Find every line below where the string "setPage" shows up, and copy those lines.
*** Opening of Dataset extract ***
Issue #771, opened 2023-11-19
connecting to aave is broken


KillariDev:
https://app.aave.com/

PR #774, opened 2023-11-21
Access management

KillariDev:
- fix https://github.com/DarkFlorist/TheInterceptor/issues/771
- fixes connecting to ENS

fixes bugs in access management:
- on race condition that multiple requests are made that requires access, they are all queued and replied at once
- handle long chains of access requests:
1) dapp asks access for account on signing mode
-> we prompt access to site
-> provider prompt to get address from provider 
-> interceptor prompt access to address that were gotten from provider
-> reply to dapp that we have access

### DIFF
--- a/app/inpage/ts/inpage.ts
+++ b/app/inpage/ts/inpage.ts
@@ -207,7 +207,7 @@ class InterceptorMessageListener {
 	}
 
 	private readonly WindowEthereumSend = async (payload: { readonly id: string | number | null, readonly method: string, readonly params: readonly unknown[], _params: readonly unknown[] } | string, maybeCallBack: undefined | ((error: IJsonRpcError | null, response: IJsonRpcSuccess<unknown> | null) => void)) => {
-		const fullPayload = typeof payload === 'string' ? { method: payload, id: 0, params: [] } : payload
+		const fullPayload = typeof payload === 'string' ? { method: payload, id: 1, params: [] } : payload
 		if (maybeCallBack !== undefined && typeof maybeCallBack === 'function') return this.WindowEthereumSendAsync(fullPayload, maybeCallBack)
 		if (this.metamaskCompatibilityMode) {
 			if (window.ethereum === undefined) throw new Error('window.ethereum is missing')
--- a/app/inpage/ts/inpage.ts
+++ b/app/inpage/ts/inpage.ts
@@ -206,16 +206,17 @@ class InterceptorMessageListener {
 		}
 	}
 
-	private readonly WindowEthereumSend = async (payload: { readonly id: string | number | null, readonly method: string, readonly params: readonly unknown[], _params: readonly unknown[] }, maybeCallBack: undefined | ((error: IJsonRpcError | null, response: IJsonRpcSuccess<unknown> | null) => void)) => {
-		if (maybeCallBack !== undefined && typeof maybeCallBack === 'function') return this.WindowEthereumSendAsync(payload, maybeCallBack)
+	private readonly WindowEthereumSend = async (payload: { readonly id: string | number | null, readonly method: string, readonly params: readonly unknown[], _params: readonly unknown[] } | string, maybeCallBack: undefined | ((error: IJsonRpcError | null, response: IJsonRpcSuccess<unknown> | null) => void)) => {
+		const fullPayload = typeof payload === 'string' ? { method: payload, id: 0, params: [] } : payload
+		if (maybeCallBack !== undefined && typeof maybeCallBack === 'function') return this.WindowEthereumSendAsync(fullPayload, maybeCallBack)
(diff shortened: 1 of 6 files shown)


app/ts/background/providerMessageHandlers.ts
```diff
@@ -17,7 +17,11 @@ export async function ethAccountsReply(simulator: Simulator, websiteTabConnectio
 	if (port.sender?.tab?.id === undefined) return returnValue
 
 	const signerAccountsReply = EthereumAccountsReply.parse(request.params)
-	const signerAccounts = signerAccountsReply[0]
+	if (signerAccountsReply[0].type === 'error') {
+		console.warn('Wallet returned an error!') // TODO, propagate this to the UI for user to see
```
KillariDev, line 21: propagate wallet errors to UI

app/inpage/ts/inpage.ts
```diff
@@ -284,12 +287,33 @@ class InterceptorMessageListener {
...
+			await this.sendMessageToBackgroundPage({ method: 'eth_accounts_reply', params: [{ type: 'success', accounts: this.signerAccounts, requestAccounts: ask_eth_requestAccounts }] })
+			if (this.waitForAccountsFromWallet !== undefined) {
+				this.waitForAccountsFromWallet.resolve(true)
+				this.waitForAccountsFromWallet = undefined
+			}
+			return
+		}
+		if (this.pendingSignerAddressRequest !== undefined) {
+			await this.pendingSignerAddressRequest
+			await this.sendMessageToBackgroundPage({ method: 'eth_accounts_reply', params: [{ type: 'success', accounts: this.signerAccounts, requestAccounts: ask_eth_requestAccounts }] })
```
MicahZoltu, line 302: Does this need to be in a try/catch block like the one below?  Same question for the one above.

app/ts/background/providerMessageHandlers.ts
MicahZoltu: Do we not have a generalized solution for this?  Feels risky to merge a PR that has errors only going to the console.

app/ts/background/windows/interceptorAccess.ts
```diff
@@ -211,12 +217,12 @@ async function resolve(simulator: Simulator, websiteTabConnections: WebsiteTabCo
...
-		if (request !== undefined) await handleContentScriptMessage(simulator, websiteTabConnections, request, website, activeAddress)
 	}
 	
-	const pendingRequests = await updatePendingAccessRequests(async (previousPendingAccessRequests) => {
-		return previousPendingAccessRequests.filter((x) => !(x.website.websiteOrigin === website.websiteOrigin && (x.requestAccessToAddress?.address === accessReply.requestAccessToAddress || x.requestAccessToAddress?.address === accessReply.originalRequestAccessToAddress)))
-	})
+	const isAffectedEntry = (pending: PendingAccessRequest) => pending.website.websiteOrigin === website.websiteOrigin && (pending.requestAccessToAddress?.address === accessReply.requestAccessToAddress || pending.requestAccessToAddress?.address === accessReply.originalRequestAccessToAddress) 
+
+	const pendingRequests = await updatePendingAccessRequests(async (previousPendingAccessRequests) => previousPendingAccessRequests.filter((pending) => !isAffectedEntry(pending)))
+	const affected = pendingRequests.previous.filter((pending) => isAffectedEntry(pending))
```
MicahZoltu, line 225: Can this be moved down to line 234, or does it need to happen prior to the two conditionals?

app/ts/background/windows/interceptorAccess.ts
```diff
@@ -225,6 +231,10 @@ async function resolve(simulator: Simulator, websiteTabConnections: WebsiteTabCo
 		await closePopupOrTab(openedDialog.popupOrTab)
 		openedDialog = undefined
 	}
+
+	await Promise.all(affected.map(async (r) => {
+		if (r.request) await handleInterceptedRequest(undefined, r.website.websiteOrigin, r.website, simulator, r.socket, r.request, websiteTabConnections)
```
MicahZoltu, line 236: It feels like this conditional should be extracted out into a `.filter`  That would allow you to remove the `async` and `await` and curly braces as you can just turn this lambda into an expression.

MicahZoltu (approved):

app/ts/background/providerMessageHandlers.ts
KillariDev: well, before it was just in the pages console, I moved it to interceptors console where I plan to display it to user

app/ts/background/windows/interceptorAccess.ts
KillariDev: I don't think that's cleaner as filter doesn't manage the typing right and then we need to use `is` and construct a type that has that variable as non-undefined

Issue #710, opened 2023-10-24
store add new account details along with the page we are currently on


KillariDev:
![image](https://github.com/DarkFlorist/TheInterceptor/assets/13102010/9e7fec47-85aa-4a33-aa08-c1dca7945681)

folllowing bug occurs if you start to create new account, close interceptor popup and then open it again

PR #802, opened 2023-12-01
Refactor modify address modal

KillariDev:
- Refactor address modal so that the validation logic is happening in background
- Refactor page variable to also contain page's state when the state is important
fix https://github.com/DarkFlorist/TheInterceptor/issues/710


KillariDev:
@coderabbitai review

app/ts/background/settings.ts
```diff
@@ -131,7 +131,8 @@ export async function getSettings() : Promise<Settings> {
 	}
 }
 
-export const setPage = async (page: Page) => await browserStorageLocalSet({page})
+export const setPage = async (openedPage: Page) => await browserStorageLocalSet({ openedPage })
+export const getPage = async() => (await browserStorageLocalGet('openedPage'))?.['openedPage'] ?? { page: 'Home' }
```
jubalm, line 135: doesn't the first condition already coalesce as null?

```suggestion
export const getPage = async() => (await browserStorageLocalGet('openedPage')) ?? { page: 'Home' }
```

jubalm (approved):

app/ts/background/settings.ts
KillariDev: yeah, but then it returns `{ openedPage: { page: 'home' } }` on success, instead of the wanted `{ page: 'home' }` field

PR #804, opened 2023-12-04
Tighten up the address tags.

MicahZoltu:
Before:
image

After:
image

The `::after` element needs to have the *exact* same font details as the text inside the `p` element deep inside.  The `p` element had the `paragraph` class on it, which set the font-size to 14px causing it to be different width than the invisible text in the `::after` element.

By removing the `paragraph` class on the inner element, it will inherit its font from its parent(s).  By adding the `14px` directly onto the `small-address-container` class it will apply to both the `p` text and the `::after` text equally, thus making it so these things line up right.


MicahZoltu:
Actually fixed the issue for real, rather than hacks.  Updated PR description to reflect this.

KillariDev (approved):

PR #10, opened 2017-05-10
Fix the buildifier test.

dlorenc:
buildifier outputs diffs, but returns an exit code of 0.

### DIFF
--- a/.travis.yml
*** Close of Dataset extract ***
### Answer below
-export const setPage = async (page: Page) => await browserStorageLocalSet({page})
+export const setPage = async (openedPage: Page) => await browserStorageLocalSet({ openedPage })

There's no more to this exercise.